[[ Entries supplied open ]]

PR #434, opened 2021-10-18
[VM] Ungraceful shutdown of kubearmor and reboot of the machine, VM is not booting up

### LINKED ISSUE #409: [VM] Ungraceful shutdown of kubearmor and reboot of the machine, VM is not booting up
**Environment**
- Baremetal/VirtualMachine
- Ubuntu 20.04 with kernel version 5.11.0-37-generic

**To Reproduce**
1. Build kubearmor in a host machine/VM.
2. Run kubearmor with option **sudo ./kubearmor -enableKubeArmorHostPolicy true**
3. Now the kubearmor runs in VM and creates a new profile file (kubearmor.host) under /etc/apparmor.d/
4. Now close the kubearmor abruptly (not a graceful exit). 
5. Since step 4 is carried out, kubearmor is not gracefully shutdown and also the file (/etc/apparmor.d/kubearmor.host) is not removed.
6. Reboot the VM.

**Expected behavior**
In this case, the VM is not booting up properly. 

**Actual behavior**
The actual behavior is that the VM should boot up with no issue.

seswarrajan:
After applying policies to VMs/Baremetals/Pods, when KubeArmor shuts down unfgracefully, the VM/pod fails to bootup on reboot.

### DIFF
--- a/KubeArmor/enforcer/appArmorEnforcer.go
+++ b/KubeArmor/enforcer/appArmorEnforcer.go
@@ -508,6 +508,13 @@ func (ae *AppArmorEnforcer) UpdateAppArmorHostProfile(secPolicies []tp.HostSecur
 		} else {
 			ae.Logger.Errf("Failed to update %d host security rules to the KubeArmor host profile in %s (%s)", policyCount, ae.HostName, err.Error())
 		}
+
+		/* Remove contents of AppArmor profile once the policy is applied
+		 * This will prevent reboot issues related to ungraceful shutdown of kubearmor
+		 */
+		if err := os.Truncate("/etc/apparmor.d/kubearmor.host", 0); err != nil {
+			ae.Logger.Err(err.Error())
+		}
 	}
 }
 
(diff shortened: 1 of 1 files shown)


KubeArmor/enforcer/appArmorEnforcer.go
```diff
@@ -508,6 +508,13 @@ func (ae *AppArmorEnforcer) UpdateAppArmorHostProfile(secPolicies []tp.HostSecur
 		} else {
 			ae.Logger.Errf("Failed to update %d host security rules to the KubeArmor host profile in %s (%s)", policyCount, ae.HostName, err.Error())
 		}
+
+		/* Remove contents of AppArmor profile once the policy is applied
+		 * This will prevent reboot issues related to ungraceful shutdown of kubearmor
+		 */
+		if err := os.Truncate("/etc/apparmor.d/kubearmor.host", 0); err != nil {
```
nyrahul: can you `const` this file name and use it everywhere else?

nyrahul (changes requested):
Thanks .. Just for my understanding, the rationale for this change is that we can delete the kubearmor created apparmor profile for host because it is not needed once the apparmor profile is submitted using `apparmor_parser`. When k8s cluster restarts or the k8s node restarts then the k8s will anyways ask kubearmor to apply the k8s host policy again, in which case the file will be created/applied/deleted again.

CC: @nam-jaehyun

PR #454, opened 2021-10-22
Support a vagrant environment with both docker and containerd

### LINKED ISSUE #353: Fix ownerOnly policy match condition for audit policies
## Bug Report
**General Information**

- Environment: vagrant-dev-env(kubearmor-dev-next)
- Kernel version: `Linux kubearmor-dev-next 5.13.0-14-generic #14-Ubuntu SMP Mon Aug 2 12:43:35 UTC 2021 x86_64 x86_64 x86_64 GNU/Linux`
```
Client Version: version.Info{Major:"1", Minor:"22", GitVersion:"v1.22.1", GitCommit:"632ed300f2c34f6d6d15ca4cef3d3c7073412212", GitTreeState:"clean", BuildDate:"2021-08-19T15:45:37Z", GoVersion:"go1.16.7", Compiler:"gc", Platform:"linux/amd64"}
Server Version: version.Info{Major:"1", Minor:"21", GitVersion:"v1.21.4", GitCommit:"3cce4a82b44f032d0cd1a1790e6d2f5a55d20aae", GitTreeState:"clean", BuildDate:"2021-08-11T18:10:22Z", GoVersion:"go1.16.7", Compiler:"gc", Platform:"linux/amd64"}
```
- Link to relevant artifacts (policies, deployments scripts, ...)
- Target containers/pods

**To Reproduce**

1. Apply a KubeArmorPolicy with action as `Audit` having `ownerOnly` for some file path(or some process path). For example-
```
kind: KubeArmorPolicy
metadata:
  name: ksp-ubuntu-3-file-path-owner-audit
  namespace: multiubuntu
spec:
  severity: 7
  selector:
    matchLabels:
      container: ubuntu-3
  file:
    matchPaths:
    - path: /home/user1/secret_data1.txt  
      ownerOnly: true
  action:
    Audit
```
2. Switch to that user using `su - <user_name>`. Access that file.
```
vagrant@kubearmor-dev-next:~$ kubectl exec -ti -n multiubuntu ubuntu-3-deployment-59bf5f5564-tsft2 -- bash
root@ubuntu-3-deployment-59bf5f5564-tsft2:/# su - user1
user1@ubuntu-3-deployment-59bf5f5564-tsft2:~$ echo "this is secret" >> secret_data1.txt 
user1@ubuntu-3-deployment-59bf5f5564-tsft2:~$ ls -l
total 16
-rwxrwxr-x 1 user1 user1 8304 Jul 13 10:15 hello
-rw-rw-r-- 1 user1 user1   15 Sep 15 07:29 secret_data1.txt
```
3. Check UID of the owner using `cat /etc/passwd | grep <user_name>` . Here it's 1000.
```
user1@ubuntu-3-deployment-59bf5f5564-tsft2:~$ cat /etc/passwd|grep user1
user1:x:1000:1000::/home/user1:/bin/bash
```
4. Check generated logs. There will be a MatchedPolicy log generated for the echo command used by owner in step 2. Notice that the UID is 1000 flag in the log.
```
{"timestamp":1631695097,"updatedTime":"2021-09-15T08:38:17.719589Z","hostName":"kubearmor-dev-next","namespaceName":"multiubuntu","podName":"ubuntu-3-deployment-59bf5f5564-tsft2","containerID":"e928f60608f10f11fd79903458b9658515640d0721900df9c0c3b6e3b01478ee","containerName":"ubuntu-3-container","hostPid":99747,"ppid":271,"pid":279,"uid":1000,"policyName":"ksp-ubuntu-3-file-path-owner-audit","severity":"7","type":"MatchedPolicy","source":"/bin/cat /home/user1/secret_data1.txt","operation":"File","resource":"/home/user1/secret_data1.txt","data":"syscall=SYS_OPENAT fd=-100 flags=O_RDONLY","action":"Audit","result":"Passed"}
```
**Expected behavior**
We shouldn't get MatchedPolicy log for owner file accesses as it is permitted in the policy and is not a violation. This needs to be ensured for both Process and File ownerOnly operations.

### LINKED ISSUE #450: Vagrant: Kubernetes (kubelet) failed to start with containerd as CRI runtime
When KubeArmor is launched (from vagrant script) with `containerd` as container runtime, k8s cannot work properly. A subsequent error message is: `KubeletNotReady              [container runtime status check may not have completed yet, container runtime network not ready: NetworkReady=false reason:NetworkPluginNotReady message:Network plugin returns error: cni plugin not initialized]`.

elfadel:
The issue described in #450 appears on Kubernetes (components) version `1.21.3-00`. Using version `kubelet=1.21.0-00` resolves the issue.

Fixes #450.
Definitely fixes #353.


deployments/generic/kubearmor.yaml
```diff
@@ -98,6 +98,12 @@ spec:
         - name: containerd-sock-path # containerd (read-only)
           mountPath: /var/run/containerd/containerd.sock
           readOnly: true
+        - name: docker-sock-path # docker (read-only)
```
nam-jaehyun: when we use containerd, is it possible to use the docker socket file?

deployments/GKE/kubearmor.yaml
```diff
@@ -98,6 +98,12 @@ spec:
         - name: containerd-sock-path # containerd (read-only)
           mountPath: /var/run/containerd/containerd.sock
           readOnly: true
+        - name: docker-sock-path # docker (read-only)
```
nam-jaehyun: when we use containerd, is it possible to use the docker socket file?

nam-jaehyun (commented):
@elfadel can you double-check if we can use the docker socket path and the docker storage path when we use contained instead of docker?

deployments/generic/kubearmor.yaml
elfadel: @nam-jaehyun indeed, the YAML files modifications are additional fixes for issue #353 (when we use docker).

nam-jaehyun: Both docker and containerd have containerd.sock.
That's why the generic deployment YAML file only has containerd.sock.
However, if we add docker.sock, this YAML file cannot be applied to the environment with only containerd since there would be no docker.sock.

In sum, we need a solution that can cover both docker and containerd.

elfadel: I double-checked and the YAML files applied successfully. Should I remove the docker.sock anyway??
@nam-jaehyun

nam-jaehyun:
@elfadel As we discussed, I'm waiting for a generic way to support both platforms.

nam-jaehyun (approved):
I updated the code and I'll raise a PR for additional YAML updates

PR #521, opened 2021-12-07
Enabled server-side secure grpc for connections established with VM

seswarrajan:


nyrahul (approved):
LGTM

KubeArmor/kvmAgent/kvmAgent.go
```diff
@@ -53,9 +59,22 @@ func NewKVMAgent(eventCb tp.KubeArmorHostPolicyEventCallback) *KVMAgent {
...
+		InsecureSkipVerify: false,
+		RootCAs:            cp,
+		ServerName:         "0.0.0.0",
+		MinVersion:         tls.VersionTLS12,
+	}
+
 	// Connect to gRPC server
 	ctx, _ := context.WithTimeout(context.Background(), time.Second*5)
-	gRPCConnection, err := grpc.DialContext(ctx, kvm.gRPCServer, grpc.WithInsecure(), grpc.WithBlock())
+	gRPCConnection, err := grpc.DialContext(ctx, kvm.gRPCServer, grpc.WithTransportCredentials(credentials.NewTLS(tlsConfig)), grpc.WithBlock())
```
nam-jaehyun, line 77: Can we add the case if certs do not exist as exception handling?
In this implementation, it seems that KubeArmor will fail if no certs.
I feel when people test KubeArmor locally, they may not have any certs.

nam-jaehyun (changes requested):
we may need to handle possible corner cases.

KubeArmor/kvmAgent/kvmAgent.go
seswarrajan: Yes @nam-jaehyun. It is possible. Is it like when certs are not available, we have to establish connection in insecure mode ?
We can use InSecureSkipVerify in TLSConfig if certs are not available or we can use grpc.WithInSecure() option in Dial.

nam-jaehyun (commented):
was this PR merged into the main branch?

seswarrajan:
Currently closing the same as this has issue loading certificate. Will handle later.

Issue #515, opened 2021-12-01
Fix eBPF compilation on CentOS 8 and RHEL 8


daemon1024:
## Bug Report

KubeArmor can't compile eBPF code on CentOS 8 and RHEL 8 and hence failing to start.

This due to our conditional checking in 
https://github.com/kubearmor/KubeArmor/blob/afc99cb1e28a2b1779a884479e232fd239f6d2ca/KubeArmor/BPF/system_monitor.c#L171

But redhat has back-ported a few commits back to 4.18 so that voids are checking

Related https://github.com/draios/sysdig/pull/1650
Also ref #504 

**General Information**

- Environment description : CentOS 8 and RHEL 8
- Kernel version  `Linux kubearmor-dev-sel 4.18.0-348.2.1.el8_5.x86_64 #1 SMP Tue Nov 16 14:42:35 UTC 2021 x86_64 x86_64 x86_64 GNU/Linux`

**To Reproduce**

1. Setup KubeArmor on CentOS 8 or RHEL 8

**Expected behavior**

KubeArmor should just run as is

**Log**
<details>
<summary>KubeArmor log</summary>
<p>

[[ Entries supplied closed ]]

What needs to be done: Every line of the listing that includes the word "have" forms the answer.

Task answer:
When KubeArmor is launched (from vagrant script) with `containerd` as container runtime, k8s cannot work properly. A subsequent error message is: `KubeletNotReady              [container runtime status check may not have completed yet, container runtime network not ready: NetworkReady=false reason:NetworkPluginNotReady message:Network plugin returns error: cni plugin not initialized]`.
nam-jaehyun: Both docker and containerd have containerd.sock.
I feel when people test KubeArmor locally, they may not have any certs.
seswarrajan: Yes @nam-jaehyun. It is possible. Is it like when certs are not available, we have to establish connection in insecure mode ?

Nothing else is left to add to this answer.